I think I would bump up that used budget, for that gman. That is the possibly the best skiff for solo fishing the lagoon. I've seen that wingmaster before. I thought the same thing, as another member mentioned, it looks like hull slap could be an issue. Also the fact that it's a brand new company, and may or may not be around in a year. That would be a concern for me. Whereas the gman is from an established and top tier manufacturer. For this area and how he plans on using it... That gman is the ideal skiff for his needs, period.


----------



## Rediculous (May 5, 2012)

> > > I'd still rather have this one for about the same price or less.  No sales tax.
> > >
> > > http://ocala.craigslist.org/bod/4705558184.html
> >
> ...


Why is it, you think you can't pole around AND catch fish? As someone who only poles and catches the hell outta fish, your mentality is baffling to me.


----------



## paint it black (Nov 3, 2007)

> > > I'd still rather have this one for about the same price or less.  No sales tax.
> > >
> > > http://ocala.craigslist.org/bod/4705558184.html
> >
> ...


This is probably one of the most ignorant statements ever made on this forum.
I have never had a trolling motor and don't ever intend on doing so. I pole all day long and get the job done well. When you're fishing water too shallow for trolling motors, it makes them irrelevant anyway. At the end of the day, they're just an annoying fly line trap that's always in the way. I'll pass, leave me with my push pole. You'll rarely ever see me fishing in water that is deep enough to actually ever use a trolling motor.


----------



## Vertigo (Jun 3, 2012)

What's that I smell?


----------



## HialeahAngler (Dec 18, 2008)

your mustache.


----------



## Rediculous (May 5, 2012)

> What's that I smell?


That would be the stench of your own ignorance...


----------



## nsbsurfer15 (Jun 2, 2014)

> > > I'd still rather have this one for about the same price or less.  No sales tax.
> > >
> > > http://ocala.craigslist.org/bod/4705558184.html
> >
> ...


Sniff my own farts ? :

I think florida sportsman forum may be more your speed if you share this sentiment. Yes, I pole very shallow water 95% of the time and don't own a trolling motor. I caught several reds today with their backs 2" out of the water. That skiff you posted would not have even dreamed of getting me in the vicinity. 

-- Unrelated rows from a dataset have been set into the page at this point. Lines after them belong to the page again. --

Issue #417, opened 2019-03-27
Limitations of externalWrench plugin


Yeshasvitvs:
[externalWrench](https://github.com/robotology/gazebo-yarp-plugins/tree/master/plugins/externalwrench) plugin has a couple of shortcomings:

- [x] There is no error message if the link is not discovered. It only acknowledges if the command format is correctly used i.e `Response: "[ACK] Correct command format"` is shown. The expected command format is `[link] [force] [torque] [duration]`. Any string used in place of `[link]` will give the correct command response instead of giving an error that the link is not discovered.

- [x] Secondly, the `[link]` string is expected to be a full scoped link name of the model spawned in gazebo e.e `iCub::l_hand`. But if the model is spawned with a higher levels of scope like `iCub::iCub::l_hand` the external wrench plugin doesn't have any effect. This behaviour is checked on both @lrapetti machine and my machine. Some of the recent worlds in icub-gazebo-wholebody repo like [icub_standup_world](https://github.com/robotology/icub-gazebo-wholebody/blob/devel/worlds/icub_standup_world/icub_standup.world) uses [include](https://github.com/robotology/icub-gazebo-wholebody/blob/devel/worlds/icub_standup_world/icub_standup.world) tag for including the model in the world file. This is the reason for the addition scope of `iCub` resulting in the final link scope name as `iCub::iCub::l_hand`. So, it is better to have the command format as `[model] [link] [force] [torque] [duration]` and the user has to specify the first model name in the scope e.g `iCub` and the link name `l_hand`. This kinda functionality is already present in the [linkattacher](https://github.com/robotology/gazebo-yarp-plugins/tree/master/plugins/linkattacher) plugin. 

- [x] Finally, the plugin can be used to genereate only one instance of the external wrench and currently it is not possible to use multiple external wrenches. Previously a PR https://github.com/robotology/gazebo-yarp-plugins/pull/293 was opened to add the functionality of multiple external wrenches. We can update the [externalWrench](https://github.com/robotology/gazebo-yarp-plugins/tree/master/plugins/externalwrench) to have this additional feature. 

@traversaro Please let me know your comments

traversaro:
I agree with all remarks.

Yeshasvitvs:
[...]

PR #418, opened 2019-03-28
Update external wrench plugin with mutiple wrenches and improve rpc responses

Yeshasvitvs:
Following the limitations of the [externalWrench](https://github.com/robotology/gazebo-yarp-plugins/tree/master/plugins/externalwrench) documented in https://github.com/robotology/gazebo-yarp-plugins/issues/417 this PR updated the plugin with new functionalities.


traversaro:
Can we find a reviewer in the lab? (Perhaps @lrapetti?) I am a bit short of time till next week.

plugins/externalwrench/include/gazebo/ApplyExternalWrench.hh
```diff
@@ -102,6 +96,7 @@ private:
     msgs::Visual            m_visualMsg;
 
     bool                    m_newCommand;
+    bool                    m_setMessage;
```
lrapetti: unused variable `m_setMessage`

plugins/externalwrench/include/gazebo/ApplyExternalWrench.hh
```diff
@@ -56,41 +62,29 @@ private:
...
-        double            duration;
-    };
+    bool getCandidateLink(physics::LinkPtr& candidateLink, std::string candidateLinkName);
 
     /// \brief Robot name that will be used to open rpc port
     std::string          robotName;
-    double               timeIni;
-//     yarp::os::Bottle     bufferBottle;
 
+    double               timeIni;
```
lrapetti: this variable seems to be unused since the duration check has been moved to ExternalWrench.cc.

Also, I think `#include <yarp/os/Time.h>` could be safely removed.

plugins/externalwrench/include/gazebo/ApplyExternalWrench.hh
```diff
@@ -56,41 +62,29 @@ private:
...
     yarp::os::Network       m_yarpNet;
     RPCServerThread         m_rpcThread;
     yarp::os::Property      m_iniParams;
 
     physics::ModelPtr       m_myModel;
-    /// \brief Link on which the wrench will be applied
-    std::string             m_modelScope;
-    std::string             m_subscope;
-    std::string             m_linkName;
+
```
lrapetti: extra blank line

plugins/externalwrench/src/ApplyExternalWrench.cc
```diff
@@ -310,19 +115,46 @@ void RPCServerThread::run()
...
+
+                }
+
+                //Creating new instances of external wrenches
+                boost::shared_ptr<ExternalWrench> newWrench(new ExternalWrench);
+                if(newWrench->setWrench(m_robotModel, m_cmd))
+                {
+                    wrenchesVectorPtr->push_back(newWrench);
+                }
+                else yError() << "Failed to set new wrench values!";
```
lrapetti: Here it should be possible to reply with an `rpc` error message as [done below](https://github.com/robotology/gazebo-yarp-plugins/pull/418/files#diff-6f34d47dcd5558cbef158050b5563c76R158):
```
this->m_reply.clear();
this->m_reply.addString ( "ERROR: unable to get the desired link" );
this->m_rpcPort.reply ( this->m_reply );
```

plugins/externalwrench/src/ExternalWrench.cc
```diff
@@ -0,0 +1,181 @@
...
+}
+
+bool ExternalWrench::setWrench(physics::ModelPtr& _model,yarp::os::Bottle& cmd)
+{
+    model = _model;
+
+    //get link name from command
+    std::string linkName = cmd.get(0).asString();
+    if (linkName.find_last_of("::") != 0) {
+        wrenchPtr->link_name = linkName.substr(linkName.find_last_of("::")+1); //case of scoped link name
```
lrapetti: Probably this is not needed, we can simply use `wrenchPtr->link_name = linkName` also in case of scoped `linkName`.

If a scoped link name is passed we don't want to cancel submodel names which can be useful when multiple models are used (e.g. they exists both `iCub::iCub_1::l_hand` and `iCub::iCub_2::l_hand`). [hasEnding](https://github.com/robotology/gazebo-yarp-plugins/pull/418/files#diff-bdf55637a7d0134a9ccb12f75775a362R36) should handle also scoped names.

**e.g.**
To make a practical example, if we have to models with `l_hand`, we could have two links with names `iCub::iCub_1::l_hand` and `iCub::iCub_2::l_hand`.
If now we want to target the hand of `iCub::iCub_2`, we should be able to use the scoped name `iCub_2::l_hand`. 
But the way it is implemented now it will just search for `l_hand` ending with `hasEnding` which could result in the other model link `iCub::iCub_2::l_hand`. 
If instead we simply use the scoped name as `linkname`, when `hasEnding` will be called, the correct link `iCub::iCub_2::l_hand` would be found.

Yeshasvitvs: > But the way it is implemented now it will just search for l_hand ending with hasEnding which could result in the other model link iCub::iCub_2::l_hand.

I believe this will not happen because this plugin is a model plugin. So, it will only consider the model to which it is attached.

> Probably this is not needed, we can simply use wrenchPtr->link_name = linkName also in case of scoped linkName.

You are correct. I put this check in place to ensure back compatibility for current users who use command format link as `iCub::l_hand`. But the `hasEnding` function will take care of that.

plugins/externalwrench/include/gazebo/ApplyExternalWrench.hh
Yeshasvitvs: Done

plugins/externalwrench/include/gazebo/ApplyExternalWrench.hh
Yeshasvitvs: Done

plugins/externalwrench/include/gazebo/ApplyExternalWrench.hh
Yeshasvitvs: Done

plugins/externalwrench/src/ApplyExternalWrench.cc
Yeshasvitvs: Updated the response handling

plugins/externalwrench/src/ExternalWrench.cc
Yeshasvitvs: Done

lrapetti:
Looks Good To Me, 
@traversaro I think we can merge.

lrapetti:
It would be better to also create a `README.md` for the `externawrench` plugin (for example like the one that can be found for the [`linkattacher`](https://github.com/Yeshasvitvs/gazebo-yarp-plugins/blob/feature/update_externalWrench/plugins/linkattacher/README.md)).

traversaro:
I have added a few comments to the PR as well. For future PR, can you use human understandable PR titles, in place of the one automatically generated by github from the branch names? Thanks!

plugins/externalwrench/src/ExternalWrench.cc
```diff
@@ -0,0 +1,173 @@
...
+    color[2] = static_cast <float> (rand()) / static_cast <float> (RAND_MAX);
+    color[3] = static_cast <float> (rand()) / static_cast <float> (RAND_MAX);
+
+    wrenchPtr->link_name = "world";
+    wrenchPtr->force.resize(3,0);
+    wrenchPtr->torque.resize(3,0);
+    wrenchPtr->duration = 0.0;
+
+    count++;
+    tick = yarp::os::Time::now();
```
traversaro: I am afraid that in general this  will not give you the expected duration of the external force, unless `gzserver` is executed with the `YARP_CLOCK=/clock` env variable and with the `gazebo_yarp_clock` plugin. If one of this conditions is not true, `yarp::os::Time::now()` will return you the system time, resulting in a duration of the external force in simulation that may be much shorter than expected (depending on the RTF) and even worse a duration that is not reproducible.

traversaro: The proper solution to this is to add a `const gazebo::common::UpdateInfo& _info` argument to the applyWrenches method, and use it to retrieved the simulation time step. See other onUpdate methods in the repo to get an inspiration https://github.com/robotology/gazebo-yarp-plugins/search?q=onUpdate&unscoped_q=onUpdate .

plugins/externalwrench/include/gazebo/ApplyExternalWrench.hh
```diff
@@ -27,22 +29,26 @@ public:
...
     void                setRobotName(std::string robotName);
-    void                setScopedName(std::string scopedName);
-    void                setDefaultLink(const std::string& defaultLink);
-    void                setDurationBuffer(double d);
-    double              getDurationBuffer();
+    void                setRobotModel(physics::ModelPtr robotModel);
     void                setNewCommandFlag(std::int32_t flag);
     virtual void        onStop();
+
+    boost::shared_ptr< std::vector< boost::shared_ptr<ExternalWrench>>> wrenchesVectorPtr{new std::vector< boost::shared_ptr<ExternalWrench>>()};
```
traversaro: Why can't we use a good old `std::vector<ExternalWrench>`?

plugins/externalwrench/include/gazebo/ExternalWrench.hh
```diff
@@ -0,0 +1,83 @@
...
+
+#include <boost/lexical_cast.hpp>
+
+using namespace gazebo;
+
+class ExternalWrench
+{
+private:
+
+   static int count;
```
traversaro: Everything seems to be ok from what I understand, but static variables are always a bit tricky do deal with. 
I don't think this needs to block the PR, but I think you can obtain something similar by setting the `count` to the in ExternalWrench constructor as you build it in the plugin class.

plugins/externalwrench/src/ApplyExternalWrench.cc
```diff
@@ -310,28 +115,90 @@ void RPCServerThread::run()
...
+        } else{
+            if((command.size() == 8) && (command.get(0).isString() \
+                && ( command.get ( 1 ).isDouble() || command.get ( 1 ).isInt() )  && ( command.get ( 2 ).isDouble() || command.get ( 2 ).isInt() ) && ( command.get ( 3 ).isDouble() || command.get ( 3 ).isInt() ) \
+                && ( command.get ( 4 ).isDouble() || command.get ( 4 ).isInt() )  && ( command.get ( 5 ).isDouble() || command.get ( 5 ).isInt() ) && ( command.get ( 6 ).isDouble() || command.get ( 6 ).isInt() )  \
+                && ( command.get ( 7 ).isDouble() || command.get ( 7 ).isInt() )) ) {
+                this->m_message = "[ACK] Correct command format";
                 m_lock.lock();
                 // new-command flag
-                command.addInt32(1);
+                command.addInt(1);
```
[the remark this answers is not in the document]
Yeshasvitvs: > not the suggested method to use

**not** the suggested method or **is** the suggested method?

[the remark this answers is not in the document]
traversaro: Sorry, *is* the suggested method, I fixed the comment.

Yeshasvitvs:
> It would be better to also create a `README.md` for the `externawrench` plugin (for example like the one that can be found for the [`linkattacher`](https://github.com/Yeshasvitvs/gazebo-yarp-plugins/blob/feature/update_externalWrench/plugins/linkattacher/README.md)).

README file added https://github.com/robotology/gazebo-yarp-plugins/pull/418/commits/7366f2fba071c333d7ade131f6e1a02b4cb43c73

plugins/externalwrench/include/gazebo/ExternalWrench.hh
Yeshasvitvs: @traversaro I am not following you exactly. The `count` variable is actually increased in the constructor of `ExternalWrench` https://github.com/robotology/gazebo-yarp-plugins/blob/f796908d68c22d046586b4248a9fc6bf79b1190d/plugins/externalwrench/src/ExternalWrench.cc#L22

plugins/externalwrench/src/ExternalWrench.cc
```diff
@@ -0,0 +1,173 @@
...
+    duration_done = false;
+}
+
+bool ExternalWrench::getLink()
+{
+    // Get the exact link with only link name instead of full_scoped_link_name
+    links = this->model->GetLinks();
```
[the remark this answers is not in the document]
Yeshasvitvs: Done

plugins/externalwrench/include/gazebo/ExternalWrench.hh
```diff
@@ -0,0 +1,83 @@
...
+        yarp::sig::Vector        torque;
+        double                   duration;
+   };
+
+   std::unique_ptr<wrenchCommand> wrenchPtr{new wrenchCommand()};
+
+   double                        tick;
+   double                        tock;
+
+   bool                          model_has_link;
```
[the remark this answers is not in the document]
Yeshasvitvs: Done

plugins/externalwrench/include/gazebo/ExternalWrench.hh
```diff
@@ -0,0 +1,83 @@
...
+   physics::ModelPtr             model;
+   physics::LinkPtr              link;
+   physics::Link_V               links;
+
+   transport::NodePtr            m_node;
```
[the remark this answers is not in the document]
Yeshasvitvs: Done, remove `m_` prefix

plugins/externalwrench/src/ExternalWrench.cc
```diff
@@ -0,0 +1,173 @@
+#include "ExternalWrench.hh"
+
+int ExternalWrench::count = 0;
+
+//Initializing wrench command
+ExternalWrench::ExternalWrench()
+{
+    model_has_link = false;
+
+    //srand(boost::lexical_cast<float>(std::time(NULL)));
```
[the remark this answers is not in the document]
Yeshasvitvs: Done

plugins/externalwrench/src/ApplyExternalWrench.cc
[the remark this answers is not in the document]
Yeshasvitvs: Done

plugins/externalwrench/include/gazebo/ExternalWrench.hh
```diff
@@ -0,0 +1,83 @@
+#ifndef EXTERNALWRENCH_H
```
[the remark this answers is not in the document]
Yeshasvitvs: Done

Yeshasvitvs:
> Some comments.
> Bonus points: what happens if the simulation is reset while a force is being applied? See
> 
> [gazebo-yarp-plugins/plugins/controlboard/src/ControlBoardDriver.cpp](https://github.com/robotology/gazebo-yarp-plugins/blob/01ad1d1252b0827033fd57058f066cc790b893c6/plugins/controlboard/src/ControlBoardDriver.cpp#L341)
> 
> Line 341 in [01ad1d1](/robotology/gazebo-yarp-plugins/commit/01ad1d1252b0827033fd57058f066cc790b893c6)
> 
>  this->m_resetConnection = 
> for an example on how to deal with the reset event.

On resetting gazebo, the wrenches are still applied as provided by the user commands. Do you think the wrenches should be cleared ?

plugins/externalwrench/src/ExternalWrench.cc
```diff
@@ -0,0 +1,173 @@
...
+
+void ExternalWrench::setVisual()
+{
+    //Wrench Visual
+    m_node = transport::NodePtr(new gazebo::transport::Node());
+    this->m_node->Init(model->GetWorld()->Name());
+    m_visPub = this->m_node->Advertise<msgs::Visual>("~/visual",100);
+
+    // Set the visual's name. This should be unique.
+    std::string visual_name = "__" + wrenchPtr->link_name + "__CYLINDER_VISUAL__" + boost::lexical_cast<std::string>(count);
```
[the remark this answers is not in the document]
Yeshasvitvs: Done

plugins/externalwrench/src/ExternalWrench.cc
```diff
@@ -0,0 +1,173 @@
...
+
+int ExternalWrench::count = 0;
+
+//Initializing wrench command
+ExternalWrench::ExternalWrench()
+{
+    model_has_link = false;
+
+    //srand(boost::lexical_cast<float>(std::time(NULL)));
+    srand(rand()%100);
```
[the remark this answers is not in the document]
Yeshasvitvs: >  either you initialize a local random generator that you seed with count for getting the color components

@traversaro what you mean by "local random generator" ?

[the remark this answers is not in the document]
traversaro: Something like:
~~~
std::mt19937 gen(42);
std::uniform_real_distribution<> dis(0.0, 1.0);
for(int i=0; i < 10; i++)
{
    std::cerr << "Random " << i << " : " << dis(gen) << std::endl;
}
~~~
Given that you  seed it with a fixed number (42) the output of this function it is deterministic.

traversaro:
> On resetting gazebo, the wrenches are still applied as provided by the user commands. Do you think the wrenches should be cleared? @traversaro

My understanding of reset is that the simulation should restart from the initial condition. If a user asked for an external force of 1 N on one link for one hour, I think after a reset, the force should be cleared. Think for example of an RL scenario: would it make sense to keep the old force?

plugins/externalwrench/include/gazebo/ExternalWrench.hh
```diff
@@ -0,0 +1,83 @@
...
+   float      color[4];
+   struct wrenchCommand
+   {
+        std::string              link_name;
+        yarp::sig::Vector        force;
+        yarp::sig::Vector        torque;
+        double                   duration;
+   };
+
+   std::unique_ptr<wrenchCommand> wrenchPtr{new wrenchCommand()};
```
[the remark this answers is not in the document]
Yeshasvitvs: @traversaro I tried to use without pointers 

> > On resetting gazebo, the wrenches are still applied as provided by the user commands. Do you think the wrenches should be cleared? @traversaro
> 
> My understanding of reset is that the simulation should restart from the initial condition. If a user asked for an external force of 1 N on one link for one hour, I think after a reset, the force should be cleared. Think for example of an RL scenario: would it make sense to keep the old force?

Agreed!

Yeshasvitvs:
> > On resetting gazebo, the wrenches are still applied as provided by the user commands. Do you think the wrenches should be cleared? @traversaro
> 
> My understanding of reset is that the simulation should restart from the initial condition. If a user asked for an external force of 1 N on one link for one hour, I think after a reset, the force should be cleared. Think for example of an RL scenario: would it make sense to keep the old force?

Agreed!

plugins/externalwrench/include/gazebo/ExternalWrench.hh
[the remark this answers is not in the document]
Yeshasvitvs: > I am a bit confused. Why are you using `std::unique_ptr` here?
> Why not a simple attribute of the class:
> 
> ```c++
>   wrenchCommand wrench;
> ```
> 
> or even better, given that the structure `wrenchCommand` is not used elsewhere, an anonymous struct:
> 
> ```c++
>    struct
>    {
>         std::string              link_name;
>         yarp::sig::Vector        force;
>         yarp::sig::Vector        torque;
>         double                   duration;
>    } wrench;
> ```
> 
> or given that the structure is never used standalone, why not simply including the attributes of the structure as attributes of the class?

@traversaro I remember back in time starting out with simple data structures without pointers but then I quickly ran into some problems while handling dynamic wrench addition and removal in multiple wrench operation mode. That is why I belive I migrated to using pointer to handle them correctly. Now, I tested to change back to simple data structures again and in the multiple wrench case the visuals are funny looking 

ezgif com-video-to-gif

But with the pointers usage it is stable

ezgif com-video-to-gif (1)

At the moment I prefer not to investigate it further and I would like to stick to the pointers usage.

plugins/externalwrench/include/gazebo/ApplyExternalWrench.hh
Yeshasvitvs: Similar to https://github.com/robotology/gazebo-yarp-plugins/pull/418#discussion_r273440396

plugins/externalwrench/include/gazebo/ExternalWrench.hh
traversaro: Yes, but what happens if there are two different externalwrench plugins in the same model? As far as I was able to see, everything should work fine, but keeping `count` as a static variable may lead to some subtle bugs if this code is modified in the future.

plugins/externalwrench/src/ExternalWrench.cc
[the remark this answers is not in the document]
Yeshasvitvs: Updated color random generation https://github.com/robotology/gazebo-yarp-plugins/pull/418/commits/a4323debf42c5449f14ed5f2cfcc8880a1319a24

ezgif com-video-to-gif (2)

plugins/externalwrench/include/gazebo/ExternalWrench.hh
Yeshasvitvs: >  what happens if there are two different externalwrench plugins in the same model? 

At the moment this is not possible to do by a user as there will be port address conflict while trying to open the rpc port with the model name. So, I believe the usage of `count` as static is good in this case.

plugins/externalwrench/src/ExternalWrench.cc
Yeshasvitvs: Time handling is updated https://github.com/robotology/gazebo-yarp-plugins/pull/418/commits/64199f6306c41ef36020454d52dfa14c72b24a8a

plugins/externalwrench/include/gazebo/ExternalWrench.hh
traversaro: And what about two  different externalwrench plugins in two different model that are spawned together:  the count would be shared also in that casel

plugins/externalwrench/include/gazebo/ExternalWrench.hh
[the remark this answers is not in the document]
traversaro: You obtain this behavior just by changing `std::unique_ptr<wrenchCommand> wrenchPtr{new wrenchCommand()};` to `wrenchCommand wrench;`? If that is the case, it is extremely strange and I do not know what's going  on. 

If instead you obtain  this because you changed `boost::shared_ptr<ExternalWrench> newWrench(new ExternalWrench);` to `ExternalWrench newWrench` and other changes related to `ExternalWrench`,  I guess what is going on is that there is something going on related to the use of `static count`, that is increased whenever a new copy of `ExternalWrench` is created, but not when a new copy of the shared_ptr is created. This is exactly the tricky behavior related to static variables (that are actually just global variables a bit disguised) that I  was mentioning in  https://github.com/robotology/gazebo-yarp-plugins/pull/418/files#r273442326 . 
I think the plugin will be much more maintainable if you just drop the `static count` and just  have a normal local `index` or `count` attribute that can be set with a `SetIndex` or `SetCount` method, that can contain all the code currently contained in the constructor. This `SetIndex`/`SetCount` method can be set directly in the https://github.com/robotology/gazebo-yarp-plugins/pull/418/files#diff-6f34d47dcd5558cbef158050b5563c76R175 , using some kind of  variable shared between `RPCServerThread` and  `ApplyExternalWrench` that is increase/decreased appropriately.

plugins/externalwrench/include/gazebo/ExternalWrench.hh
traversaro: While writing  https://github.com/robotology/gazebo-yarp-plugins/pull/418/files#r273692453 , I am a bit confused by  the `count` logic  even in the case of the single plugin. Let's say that three wrenches are added,  and they get the count `1`, `2` and `3` , where `1` and `3` have a duration of 100 seconds, and `2` instead has a duration of 1 seconds. After the the wrench 2 is deleted, the count counter is decremented to 2. If (let's say after 10 seconds) a new wrench is added, the `count` counter is increased again, and so the new wrench gets a `count` of 3, that is a index that is already used  by the wrench  `3`, and the visual representation will probably conflict!

plugins/externalwrench/include/gazebo/ExternalWrench.hh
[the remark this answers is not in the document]
Yeshasvitvs: This behavior is after changing `std::unique_ptr<wrenchCommand> wrenchPtr{new wrenchCommand()}; to wrenchCommand wrench;` and also `boost::shared_ptr< std::vector< boost::shared_ptr<ExternalWrench>>> wrenchesVectorPtr{new std::vector< boost::shared_ptr<ExternalWrench>>()};` to `std::vector<ExternalWrench> wrenchesVector`. Anyway, I do agree that `static count` variable will eventually cause problems when having multiple model having the plugin. So, I will have a variable `wrenchesIndex` in `ApplyExternalWrench` class and set the `wrenchIndex` variable in `ExternalWrench` class.

plugins/externalwrench/include/gazebo/ExternalWrench.hh
Yeshasvitvs: The conflict will happen for the visuals. So, it is better to not decrease the count of the wrenches after the duration is done. It is better to keep an increasing `wrenchCount` variable in `ApplyExternalWrench` and set the `wrenchIndex` variable of `ExternalWrench` class. This way each new wrench will have a different color without conflicts.

plugins/externalwrench/include/gazebo/ExternalWrench.hh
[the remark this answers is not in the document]
Yeshasvitvs: `static count` is removed and updated with new wrench count and index variables https://github.com/robotology/gazebo-yarp-plugins/pull/418/commits/ada82910ef25b7c3875faffd149d8802566f211a

Shared points are removed and simple data structures are used https://github.com/robotology/gazebo-yarp-plugins/pull/418/commits/b7d1d383c7b4ed478092b07945afe13e13960b4e

Yeshasvitvs:
@traversaro any update on this ?

traversaro:
>@traversaro any update on this ?

Sorry @Yeshasvitvs , I do not get notifications for new commits pushed in the PR, and even if I got them I  have no way to know if all the review comments has been addressed. From your comment I imagine that the PR is ready for a new review round, but for the future feel free to comment on the PR when the review comments has been addressed, so the reviewer can check the new code.

Yeshasvitvs:
All the previous reviews comments are address in the recent commits 😉 please check them and let me know if there are more changes needed. Thanks @traversaro

traversaro:
There are some comments below, but nothing blocking the merge. Do you want to cleanup the commits or otherwise I will squash the commits as part of the merge. 

Now the `ExternalWrench::setWrenchColor` function will take more and more time as simulation goes on, am I right. This is probably not desirable, especially if the `wrenchIndex` will grow a lot (something like ~10000 or similar).

Yeshasvitvs:
@traversaro Now the ExternalWrench::setWrenchColor function will take more and more time as simulation goes on

yes that is the way it is coded now

> This is probably not desirable, especially if the wrenchIndex will grow a lot (something like ~10000 or similar)

Yes but it is an extreme case. Can you think of any other way to handle the uniform distribution through `ApplyExternalWrench` class ??

traversaro:
> Yes but it is an extreme case. Can you think of any other way to handle the uniform distribution through ApplyExternalWrench class ??

~~~
std::mt19937 rand_gen(wrench_index);
std::uniform_real_distribution<> uni_dis(0.0, 1.0)
~~~

Yeshasvitvs:
> > Yes but it is an extreme case. Can you think of any other way to handle the uniform distribution through ApplyExternalWrench class ??
> 
> ```
> std::mt19937 rand_gen(wrench_index);
> std::uniform_real_distribution<> uni_dis(0.0, 1.0)
> ```

@traversaro updated color handling using wrench index as seed https://github.com/robotology/gazebo-yarp-plugins/pull/418/commits/c4da8fb6a480d77e2d785f9d30935c40e0b1cd0e

traversaro:
Ok, do you want to cleanup the commits? Otherwise I will squash the commits as part of the merge.

Yeshasvitvs:
@traversaro please take care of the commits while merging. Thanks

Issue #421, opened 2019-04-18
Cleanup unused CMake checks


traversaro:
In the CMake's build scripts, there are a lot of checks of `CMAKE_VERSION` ( https://github.com/robotology/gazebo-yarp-plugins/search?p=3&q=CMAKE_VERSION&type=&utf8=%E2%9C%93  ), there are not useful as now we require CMake >= 3.5 . It would be a good idea to remove them to cleanup the code.

MiladShafiee:
@traversaro I'm interested to do this but I don't have any idea about that! :wink:

traversaro:
Great, let's discuss this f2f when you want. For a preliminary reading, I suggest to read the YARP's contributing guide, see https://github.com/robotology/yarp/blob/master/.github/CONTRIBUTING.md#workflow .

traversaro:
Fixed by @MiladShafiee in https://github.com/robotology/gazebo-yarp-plugins/pull/423, thanks!

PR #423, opened 2019-04-18
Removing unused CMake checks for version less than 3.5 (#421)

MiladShafiee:
There was some unused checking for the minimum version required of CMake in CMakes build scripts, so we removed these additional checking as described in this issue  #421!


MiladShafiee:
> Great, thanks a lot.
> 
> As you removed the workaround for the linking of `gazebo_yarp_lib_common`, I think a further step in the simplification would be to remove the set of the `LIB_COMMON_NAME` and directly pass the `gazebo_yarp_lib_common` to the `LINKED_LIBRARIES` option of the `add_gazebo_yarp_plugin_target` CMake function. However, we can also merge as it is, as it is already an improvement.

@traversaro  Thank you! I've done the proposed modification!

CMakeLists.txt.user
```diff
@@ -0,0 +1,421 @@
...
+ </data>
+ <data>
+  <variable>ProjectExplorer.Project.Updater.FileVersion</variable>
+  <value type="int">20</value>
+ </data>
+ <data>
+  <variable>Version</variable>
+  <value type="int">20</value>
+ </data>
+</qtcreator>
```
traversaro: The `CMakeLists.txt.user` file is a file automatically generated by QtCreator, and it is not supposed to be committed to the repo.

MiladShafiee: Thank you. I removed this file.

traversaro:
Thanks!

PR #424, opened 2019-04-30
Add resetSimulationState and regenerate thrift-generated files

triccyx:
Reset position to initial pose, do not reset time.


traversaro:
What is the advantage of resetting the state but not resetting time?

triccyx:
This is a work-around in order to avoid a problem when resetting the time. If a yarp network wait is running
it will hang (not really hung but delayed) when the time is reset.

traversaro:
Given that we have already `resetSimulation` that resets time and state, and `resetSimulationTime` that resets only the time, I suggest to rename the method `resetSimulationState`, that just reset the state but not the time. This should make the interface more portable to other simulators and clarify better its behavior (for example, I guess the method also resets the **velocity** of the links and joints, not only its position.

plugins/clock/src/Clock.cc
```diff
@@ -202,7 +208,7 @@ namespace gazebo
             return physics->GetMaxStepSize();
         }
         return -1.0;
-    }
+    }
```
traversaro:
```suggestion
    }
```

traversaro:
Ok for me, modulo the small trailing whitespace comment. @diegoferigo any comment?

triccyx:
@traversaro  @diegoferigo  gentle ping 
Could you merge the pull request?

traversaro:
Thanks for the PR!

Sorry to derail this thread but I'm pretty sure the OP is looking for advice on a skiff that will poll SHALLOW and be able to be fished by a SINGLE person.


----------



## Vertigo (Jun 3, 2012)

I suspected that my fart-sniffing comment would draw a response from some of the nature boys here and I haven't been disappointed. To each his own, but poling around all day is not the most productive way to catch fish. I guess I'm more of a tournament fisherman than most on this site, and in a tournament getting to the fish fast and sometimes with the need to travel long distance is what makes for success. Poling only comes into play for very short and intense periods, and even then, quite infrequently.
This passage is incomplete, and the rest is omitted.